My experience has been that the high end of the test-score scale has little or no predictive value. For example, there is essentially no benefit in favoring a student with a combined SAT score of 1500 over one with a combined score of, say, 1300. The same can be said for a graduate student whose GRE score is in the 95th percentile versus one whose score is only in the 85th percentile. But I have never seen an undergraduate student at Rice succeed in math, science, or engineering with a combined SAT score below 900. That is, I have found much more predictive information at the low end of the scale than at the high end.

Thus, at Rice, in both graduate and undergraduate admissions, we have successfully adopted a threshold approach toward standardized-test scores. We pick a threshold score, determined from years of experience in working with all students, at which students will be successful. We deem those students with scores significantly above the threshold to be equivalent, as far as the test score goes, and the score is dismissed and admission decisions are guided by other factors. We look at students with scores near the threshold value with extra care. And we don't accept students with scores significantly below the threshold.

To retain underrepresented-minority students, we have developed a program, supported by the National Science Foundation, that builds a strong community among them and faculty members. Key components of it include:

  • Senior administrators, especially science and engineering deans, actively endorse and support the program to promote faculty buy-in.

  • Respected faculty members in the STEM fields act as mentors, advisers, role models, and advocates.

  • High standards and expectations encourage all students to perform at their best.

Following those guidelines, we have produced probably the country's largest number of underrepresented minority doctoral recipients in science, math, and engineering. The National Science Foundation informed Rice in 1986 that in 1985 and 1986, eight underrepresented minority Ph.D.'s in mathematics were produced in the country, and Rice had produced four — or half the total. That statistic was bittersweet; sweet because we were number one in the country, but bitter because the number was so incredibly small. And the situation since then has not improved nearly enough.

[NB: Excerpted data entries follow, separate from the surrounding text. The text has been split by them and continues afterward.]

PR #2357, opened 2022-12-07
Update modlog for threads

ChrisLovering:
With some discussion with mods, it was agreed that logging thread creation wasn't needed, for the same reasons we do not log message creations.

Thread edits & deletes are still wanted, but mod-log doesn't seem like the right place for it. Since it serves a similar purpose to our message logs, we decided to place it there instead.


jchristgit (approved):
Awesome pull request!!!

wookie184:
Do we want to move thread name edits too? I don't really mind

MarkKoz (approved):

PR #2372, opened 2022-12-31
Display jump url to message invoking an infraction in infraction log

### LINKED ISSUE #2329: Add link to infaction message in infraction log
A message link to where an infraction was issued could provide better context regarding an infraction. This feature has been suggested multiple times in #mod-meta and #mod-tools.
If the infraction was issued in a modmail category, the infraction log field for this feature will instead display "Infraction invoked in ModMail channel" or something similar.  In future, the modmail log link for the thead can be displayed.
 

This feature will also require PR to the site repo since a new field for the jump url has to be added to the infraction model.

(Zig has approved this issue in a private channel).

vivekashok1221:
Closes #2329 .

Related site issue: python-discord/site#801
Related site PR: python-discord/site#824

screenshots:

Infraction log:
image

#mod-logs embed: 
image


bot/exts/moderation/infraction/_scheduler.py
```diff
@@ -273,6 +274,7 @@ async def apply_infraction(
                 Member: {messages.format_user(user)}
                 Actor: {ctx.author.mention}{dm_log_text}{expiry_log_text}
                 Reason: {reason}
+                Jump url: {jump_url_text}
```
shtlrs, line 277:
```suggestion
                Jump URL: {jump_url_text}
```

For consistency with the one in `management.py

bot/exts/moderation/infraction/_utils.py
```diff
@@ -94,6 +95,11 @@ async def post_infraction(
 
     current_time = arrow.utcnow()
 
+    if is_in_category(ctx.channel, Categories.modmail):
+        jump_url_text = "Infraction issued in a ModMail channel."
+    else:
+        jump_url_text = f"[Click here]({ctx.message.jump_url})"
```
shtlrs, line 101: I guess infraction messages would never be deleted, would they ? 
otherwise that'll be a blank jump, but i think it's unlikely for something like that to hapen.

Because what I'm thinking is, if an admin or mod expect to find the infraction message, but they don't, it could potentially be confusing.

So storing message id then fetching it would give more context, but again, i think it's almost impossible to happen

shtlrs (changes requested):
A couple of nit changes here and there but I haven't tested this yet.

bot/exts/moderation/infraction/_utils.py
shtlrs: @vivekashok1221 After some testing, and when I tried deleting the message, the jump URL will take you to the latest message sent in that channel, which is confusing.

Again, this is a very unlikely case to happen so it might not even be worth dealing with

vivekashok1221: Back when we discussed this feature in our internal mod channel, we agreed that it was okay to leave dead links as is because, you're right, it's not something that happens often.

shtlrs: Well, in that case, I'll resolve this then.
Thanks !

bot/exts/moderation/infraction/_scheduler.py
vivekashok1221: Will do, thanks :+1: .

bot/exts/moderation/infraction/management.py
```diff
@@ -432,6 +437,7 @@ def infraction_to_string(self, infraction: t.Dict[str, t.Any]) -> str:
             Duration: {duration}
             Actor: <@{infraction["actor"]["id"]}>
             ID: `{infraction["id"]}`
+            Jump Url: {jump_url_text}
```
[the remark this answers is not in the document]
vivekashok1221: Done (https://github.com/python-discord/bot/pull/2372/commits/ed59a9fd38f8bcfcb81efaf66f86e7ebc6661665).

bot/exts/moderation/infraction/_scheduler.py
vivekashok1221: Done (https://github.com/python-discord/bot/pull/2372/commits/ed59a9fd38f8bcfcb81efaf66f86e7ebc6661665).

wookie184 (approved):
LGTM

bot/exts/moderation/infraction/_utils.py
```diff
@@ -94,6 +95,14 @@ async def post_infraction(
 
     current_time = arrow.utcnow()
 
+    if any(
+        is_in_category(ctx.channel, category)
+        for category in (Categories.modmail, Categories.appeals, Categories.appeals2)
+    ):
+        jump_url = "Infraction issued in a ModMail channel."
```
ChrisLovering, line 102: Either something has a jump link or it doesn't, storing a string in here too means we can't have a validator on the db that it's a valid link.

IMO we should have a validator on site that requires it to be formatted as a link, or null.

bot/exts/moderation/infraction/management.py
```diff
@@ -420,6 +421,13 @@ def infraction_to_string(self, infraction: t.Dict[str, t.Any]) -> str:
         else:
             dm_sent_text = "Yes" if dm_sent else "No"
 
+        if jump_url == "":
+            # Infraction was issued prior to jump urls being stored in the database.
+            jump_url = "N/A"
+        elif "discord.com" in jump_url:
+            jump_url = f"[Click here.]({jump_url})"
+            # Else, infraction was issued in ModMail category.
```
ChrisLovering, line 429: This would be simplified if we went with the "it's either a link or null"

bot/exts/moderation/infraction/_utils.py
vivekashok1221: I could be misremembering but Ive read somewhere (django docs or stackoverflow) that using blank strings is recommended by django ORM. I can look for the link later.

vivekashok1221: Maybe it's just a convention.

bot/exts/moderation/infraction/management.py
vivekashok1221: Yeah, I did think of that.

bot/exts/moderation/infraction/_utils.py
vivekashok1221: And regarding the validator, I could use URLField instead of CharField because it has URL validation.

ChrisLovering: A URLField that can be blank/null sounds good to me

Robin5605:
Have we considered a URL button for the embed? Or would that be too big?

vivekashok1221:
> Have we considered a URL button for the embed? Or would that be too big?

Personally, I don't think it's necessary. I'm open to opinions though.

shtlrs:
That would make two buttons at most in the same message when listing infractions. Then we  lose context of which infraction does that button refer to, no? Which might become confusing.

vivekashok1221:
I will fix the tests as soon as I get some time but I'm not sure why the tests didn't fail during my earlier pushes. Might be random and may even disappear on re-running the tests- nevertheless, will try fixing.

Passes locally btw
```bash
poetry run task test
=============================== test session starts ================================
platform linux -- Python 3.10.9, pytest-7.2.0, pluggy-1.0.0
rootdir: /home/vivek/Programs/python/contrib/pydis/bot, configfile: pyproject.toml
plugins: subtests-0.9.0, xdist-3.0.2, cov-4.0.0
gw0 [473] / gw1 [473] / gw2 [473] / gw3 [473] / gw4 [473] / gw5 [473] / gw6 ok / gw7gw0 [473] / gw1 [473] / gw2 [473] / gw3 [473] / gw4 [473] / gw5 [473] / gw6 [473] / gw0 [473] / gw1 [473] / gw2 [473] / gw3 [473] / gw4 [473] / gw5 [473] / gw6 [473] / gw7 [473]
............................................................................ [ 16%]
............................................................................ [ 32%]
............................................................................ [ 48%]
............................................................................ [ 64%]
............................................................s............... [ 80%]
............................................................................ [ 96%]
.................                                                            [100%]
========================= 472 passed, 1 skipped in 20.26s ==========================
```

shtlrs (approved):
🧙

PR #2374, opened 2023-01-01
Make the infraction message mention @ModMail

swfarnsworth:
Previously, the footer for non-ban infraction messages would say to DM the ModMail bot. This commit makes "ModMail" a clickable mention of the bot.

image

When this footer was introduced, we decided not to make it a mention, in case the recipient did not have the ModMail bot account in their user cache (which would cause it to render as the account ID, ie "send a message to 683001325440860340"). Chris has determined that because the bot is at the top of the user list, it seems to always be in the cache for any guild member, even without visiting the guild or viewing the user list.

### DIFF
--- a/bot/exts/moderation/infraction/_utils.py
+++ b/bot/exts/moderation/infraction/_utils.py
@@ -31,12 +31,13 @@ RULES_URL = "https://pythondiscord.com/pages/rules"
 Infraction = t.Dict[str, t.Union[str, int, bool]]
 
 APPEAL_SERVER_INVITE = "https://discord.gg/WXrCJxWBnm"
+MODMAIL_ACCOUNT_ID = "683001325440860340"
 
 INFRACTION_TITLE = "Please review our rules"
 INFRACTION_APPEAL_SERVER_FOOTER = f"\nTo appeal this infraction, join our [appeals server]({APPEAL_SERVER_INVITE})."
 INFRACTION_APPEAL_MODMAIL_FOOTER = (
     '\nIf you would like to discuss or appeal this infraction, '
-    'send a message to the ModMail bot.'
+    f'send a message to <@{MODMAIL_ACCOUNT_ID}>.'
 )
 INFRACTION_AUTHOR_NAME = "Infraction information"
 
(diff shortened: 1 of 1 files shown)


ChrisLovering (approved):

bot/exts/moderation/infraction/_utils.py
```diff
@@ -31,12 +31,13 @@
...
 
 APPEAL_SERVER_INVITE = "https://discord.gg/WXrCJxWBnm"
+MODMAIL_ACCOUNT_ID = "683001325440860340"
 
 INFRACTION_TITLE = "Please review our rules"
 INFRACTION_APPEAL_SERVER_FOOTER = f"\nTo appeal this infraction, join our [appeals server]({APPEAL_SERVER_INVITE})."
 INFRACTION_APPEAL_MODMAIL_FOOTER = (
     '\nIf you would like to discuss or appeal this infraction, '
-    'send a message to the ModMail bot.'
+    f'send a message to <@{MODMAIL_ACCOUNT_ID}>.'
```
vivekashok1221, line 40: How about having the mention inside a pair of parentheses instead?
```suggestion
    f'send a message to the ModMail bot (<@{MODMAIL_ACCOUNT_ID}>).'
```

vivekashok1221 (changes requested):

bot/exts/moderation/infraction/_utils.py
CaedenPH, line 40: What is the difference when having `<@{MODMAIL_ACCOUNT_ID}>` opposed to `<@!{MODMAIL_ACCOUNT_ID}>`?

ChrisLovering: Since this is sent in a DM channel, the bot doesn't have a nickname, so the ! will do nothing right?

swfarnsworth: image

This is how `<@!683001325440860340>` rendered for me in my DMs with the Python bot. But <@683001325440860340>` renders the same way.

wookie184: I don't mind either way, thoughts @swfarnsworth?

vivekashok1221: I don't really mind either way too, for the  record.

swfarnsworth:
For whatever this is worth: I just tested this in my test server by warning a dummy account that hasn't viewed the main guild in a long time, and the ModMail bot was not in that account's user cache until I clicked through to the guild.

vivekashok1221 (approved):
LGTM :star2: .

wookie184:
> For whatever this is worth: I just tested this in my test server by warning a dummy account that hasn't viewed the main guild in a long time, and the ModMail bot was not in that account's user cache until I clicked through to the guild.

Ah interesting, it probably is good that we mention it's the modmail bot then 👍

wookie184 (approved):
Thanks

PR #2375, opened 2023-01-03
Allow passing ful channel objects to check if the channel is ignored

ChrisLovering:
This means that the is_channel_ignored fucntion can be used with on_*_delete events that have the channel object, but can't be retreived fromthe cache by the is_channel_ignored function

The mathematics departments at Arizona State University, Cornell University, and the University of Iowa also produce minority Ph.D.'s at a high rate. Again, each student's success comes from a champion in the faculty, strong commitment, and aggressive support. At the undergraduate level, because of the Texas "Top 10 Percent" rule, the mathematics department at the University of Texas at Austin has the highest proportion of underrepresented-minority mathematics majors — slightly more than 26 percent — of any top-tier research university. With innovative support programs, it retains minority students through graduation at a rate above the majority-student rate.

Three other exemplary programs are at Harvard University, for faculty searches; the University of California at Berkeley, for undergraduate support; and the Georgia Institute of Technology, for promotion and tenure. More leading research institutions should learn from those models and strongly encourage underrepresented minority students to enter STEM fields.

A two-tiered society is certainly not healthful for America. With support and caring, underrepresented minorities can succeed at the best universities in the country. Indeed, many of us have. And more of us can.

Richard A. Tapia is a mathematician and professor of computational and applied mathematics at Rice University.